● Task item: For the material that follows, return exactly the lines from the one with "I suspect the" through the one with "- [x] Add usage to README", both ends included.

● Extracted data:

PR #503, opened 2016-12-13
Remove "hinted" lookups from (I)Analyzer

AaronOpfer:
@eteran implemented a hint API on the Analyzer after I suggested it might make the analyzer function lookups faster, and it probably did. However, experience has taught us well, and now we know that `QMap::upperBound` could have been used instead as a much faster way to find the exact entry we were looking for thanks to the fact QMap uses skip lists. So I undid most of that work we did and replaced `find_containing_function`'s iteration with `upperBound` usage. I've tested for correctness but not performance, but I think we can all agree it is hard to imagine performance being any worse after this.

### DIFF
--- a/include/IAnalyzer.h
+++ b/include/IAnalyzer.h
@@ -44,12 +44,10 @@ public:
 
 public:
 	virtual AddressCategory category(edb::address_t address) const = 0;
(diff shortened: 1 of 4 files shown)


eteran:
Yea, i like the simpler API :-)

PR #510, opened 2016-12-15
Analysis improvements

AaronOpfer:
So it turns out that capstone-edb was string-formatting instructions in the `Instruction` constructor, even if the consumer of the instructions had no intention of ever using those strings for anything. By moving this string formatting into the Formatter (where it probably should have always been), we can improve performance for those use cases.

Notably, in my tests, this improves analysis performance by about *3.7x*.

```
[Analyzer] elapsed: 117828 ms
[Analyzer] elapsed: 31546 ms
```

### DIFF
--- a/plugins/Analyzer/Analyzer.cpp
+++ b/plugins/Analyzer/Analyzer.cpp
@@ -521,16 +521,6 @@ void Analyzer::collect_functions(Analyzer::RegionData *data) {
 		}
 	}
 
-	qDebug() << "----------Basic Blocks----------";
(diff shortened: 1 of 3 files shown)


eteran:
Will this do the adjustment multiple times if the instruction is "formatted" multiple times? Just want to get a gauge of if there are any cases that would cause a performance regression before merging.

AaronOpfer:
Yes it definitely would, you're right. However I do not see any place in
our code where we do that. We usually discard the results of disassembly
entirely and perform the whole process over again. If it becomes a problem
we can store a bunch of formatter state on the instruction I suppose.

PR #511, opened 2016-12-15
Remove redundant variable from Function

AaronOpfer:
We have a variable in `Function` that is only written to, never read from. This PR removes it.

@eteran what was the intended use of this variable? It's definitely not in use anymore. It also makes the constructor that takes an address dangerously misleading since the address isn't actually used for anything.

### DIFF
--- a/include/Function.h
+++ b/include/Function.h
@@ -83,7 +83,6 @@ public:
 	void swap(Function &other);
 
 private:
-	edb::address_t                   address_;
 	int                              reference_count_;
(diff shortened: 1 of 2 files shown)


eteran:
I imagine that it was the entry point of the function before I introduced the idea that functions are composed exclusively of basic blocks. And therefore the entry point is the first address of the first basic block.

I suspect the address based constructor is no longer used. If not, it should likely be factored out.

PR #513, opened 2016-12-16
Cache Syntax Highlighting results

AaronOpfer:
This improves rendering performance pretty significantly when scrolling around and clicking on stuff without jumping the viewport around a lot.

My paint times on my beefy machine went from 8-13ms to 2-3ms when the cache was getting hit consistently. This effectively eliminates a lot of the extra CPU cost of using syntax highlighting vs not using it. This reduced paint time also means that weaker machines will be more likely to keep up with 60fps (one frame every 16ms).


eteran:
So unfortunately, on my HiDPI screen with scaling, this results in terribly blurred rendering :-( I am going to revert this until we can come up with a better implementation:

edb_screenshot_20161218_022014

eteran:
It seems that if we rasterize too early (like to a `QPixmap` instead of a widget), it is done at a lower resolution and crappily upscaled when we render that to the widet.

So perhaps as a first pass of something that we know is safe, we can cache the results of: `SyntaxHighlighter::highlightBlock` as that is a loop of regex's and probably one of the more expensive parts of rendering?

PR #596, opened 2024-04-28
Add OpenAI-compatible Groq

mattlindsey:
TODO:
- [x] chat method works with Groq models
- [x] Add tests
- [x] Add usage to README
- [x] Confirm that Assistant with tools/function-calling works ok with different models


README.md
```diff
@@ -105,6 +106,32 @@ You can use any other LLM by invoking the same interface:
 llm = Langchain::LLM::GooglePalm.new(api_key: ENV["GOOGLE_PALM_API_KEY"], default_options: { ... })
 ```
 
+#### Groq OpenAI Compatible
+
+Add `gem "ruby-openai", "~> 7.0"` to your Gemfile.
+
+```ruby
+llm = Langchain::LLM::GroqOpenAI.new(api_key: ENV["GROQ_API_KEY"]) # Defaults to Meta Llama 3
```
andreibondarev, line 114: I would prefer to call it: `Langchain::LLM::Groq`. I find `GroqOpenAI` rather confusing as it sounds like the OpenAI models are available on Groq, which they're not.

lib/langchain/llm/groq_open_ai.rb
```diff
@@ -0,0 +1,25 @@
...
+module Langchain::LLM
+  # LLM interface for Groq OpenAI compatible services
+  #
+  # Usage:
+  #    groq = Langchain::LLM::GroqOpenAi.new(
+  #      api_key: ENV["GROQ_API_KEY"],
+  #      llm_options: {},
+  #      default_options: {}
+  #    )
+  class GroqOpenAi < OpenAI
```
andreibondarev, line 12: I would build a standalone integration to Groq directly instead of subclassing OpenAI. I understand that it works but it only works because Groq is trying to mimic the OpenAI interface.

andreibondarev: @mattlindsey Not use `ruby-openai` gem and not subclass for Groq.

PR #599, opened 2024-04-29
Add support for .xls (Excel 1997-2004)

bricolage:
Langchain currently has support for XLSX/XLSM but not for the prior XLS format, aka Excel 1997-2004.

Roo has a companion gem roo-xls just for this purpose. This loader and specs are nearly identical to the existing Xlsx version.


andreibondarev:
@bricolage Thank you for the PR!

● Solved problem:
I suspect the address based constructor is no longer used. If not, it should likely be factored out.

PR #513, opened 2016-12-16
Cache Syntax Highlighting results

AaronOpfer:
This improves rendering performance pretty significantly when scrolling around and clicking on stuff without jumping the viewport around a lot.

My paint times on my beefy machine went from 8-13ms to 2-3ms when the cache was getting hit consistently. This effectively eliminates a lot of the extra CPU cost of using syntax highlighting vs not using it. This reduced paint time also means that weaker machines will be more likely to keep up with 60fps (one frame every 16ms).


eteran:
So unfortunately, on my HiDPI screen with scaling, this results in terribly blurred rendering :-( I am going to revert this until we can come up with a better implementation:

edb_screenshot_20161218_022014

eteran:
It seems that if we rasterize too early (like to a `QPixmap` instead of a widget), it is done at a lower resolution and crappily upscaled when we render that to the widet.

So perhaps as a first pass of something that we know is safe, we can cache the results of: `SyntaxHighlighter::highlightBlock` as that is a loop of regex's and probably one of the more expensive parts of rendering?

PR #596, opened 2024-04-28
Add OpenAI-compatible Groq

mattlindsey:
TODO:
- [x] chat method works with Groq models
- [x] Add tests
- [x] Add usage to README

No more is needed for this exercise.